# pin lock mandrel



## caller223 (Aug 9, 2007)

A friend sent me a mandrel made from a bolt, it has a flat filed near threaded end and a small rod ( nail ) made to fit into slot. When wood is turned the mandrel will pry to slip but when it rolls the pin will create jam.  has anyone used such a rig ?  I haven't used lmine but seems like a good idea.  I turn predator calls and with 1 1/2" blanks the blanks tend to slip when first tuening into rounds- tighting mandrel nut only encourages splitting of bell end of call.
Any info appreciated.
Richard TX


----------



## its_virgil (Aug 9, 2007)

You have what is called a pin chuck and we use them to turn closed end pens...a blank where the hole does not go completely through and the end of the pen is closed with no terminal hardware. They work fine if the rod will just slip into the hole with as little clearance as possible. Not sure how the pin will hold on wood. They hold quite well on the brass tube we use in pens.
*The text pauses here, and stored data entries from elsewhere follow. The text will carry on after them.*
PR #996, opened 2020-11-14
Add a test to construct clock with negative 120 minutes

shaaraddalvi:
During my own exercising found an edge case in my code where I handled subtracting 60 minutes but not any of the multiples of 60 minutes, so adding a test hoping it will help others too


coriolinus (changes requested):
Thanks for contributing! Please add a new test instead of editing this one.

coriolinus (approved):
My apologies, I accidentally viewed a single commit instead of the entire diff. This looks good! I'll merge it shortly.

PR #997, opened 2020-11-15
[parallel-letter-frequency]: Clippy says to remove this and all tests still pass

ClashTheBunny:


coriolinus (approved):
Thanks for bringing this exercise more in line with modern standards!

PR #998, opened 2020-11-15
[parallel-letter-frequency]: Clippy says to use resize or static creation

ClashTheBunny:
For cases with identical data, the for loop is not needed


coriolinus (commented):
In this case static creation is the better bet: it avoids mutability entirely, and accomplishes the same thing. It looks like `let v = vec![""; 1000];`. Still, thanks for contributing!

ClashTheBunny:
I'll push an update for this too.

ClashTheBunny:
Switched to static and all tests pass!

coriolinus (approved):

Search the site for 'pin chuck' or 'closed end pens' and you'll find lots of info.
Do a good turn daily!
Don


> _Originally posted by caller223_
> <br />A friend sent me a mandrel made from a bolt, it has a flat filed near threaded end and a small rod ( nail ) made to fit into slot. When wood is turned the mandrel will pry to slip but when it rolls the pin will create jam.  has anyone used such a rig ?  I haven't used lmine but seems like a good idea.  I turn predator calls and with 1 1/2" blanks the blanks tend to slip when first tuening into rounds- tighting mandrel nut only encourages splitting of bell end of call.
> Any info appreciated.
> Richard TX


----------



## Rifleman1776 (Aug 9, 2007)

Have you tried using the expanding rubber bushings for turning calls like HUT sells? They work fine for me.


----------



## MDWine (Aug 9, 2007)

Don/Frank... I've not seen one on IAP for the 7mm slimlines, have you?
Sure would like to get one, or maybe make one!


----------



## caller223 (Aug 9, 2007)

Seems like " closed end pin chuck " is the key word- no pun intended. The Hut system is designed for the big bore calls, I turn on 1/4" mandrel , then bore out one end to inside bell and other end to 9/32" to hold a closed reed holder.
Thanks guys , Richard


----------



## Tubby (Aug 12, 2007)

Richard,

I think I know who made that mandrel for you......and if his name is Marvin, it will work.  I have had Marvin make me all sorts of these pin chucks, and they work great.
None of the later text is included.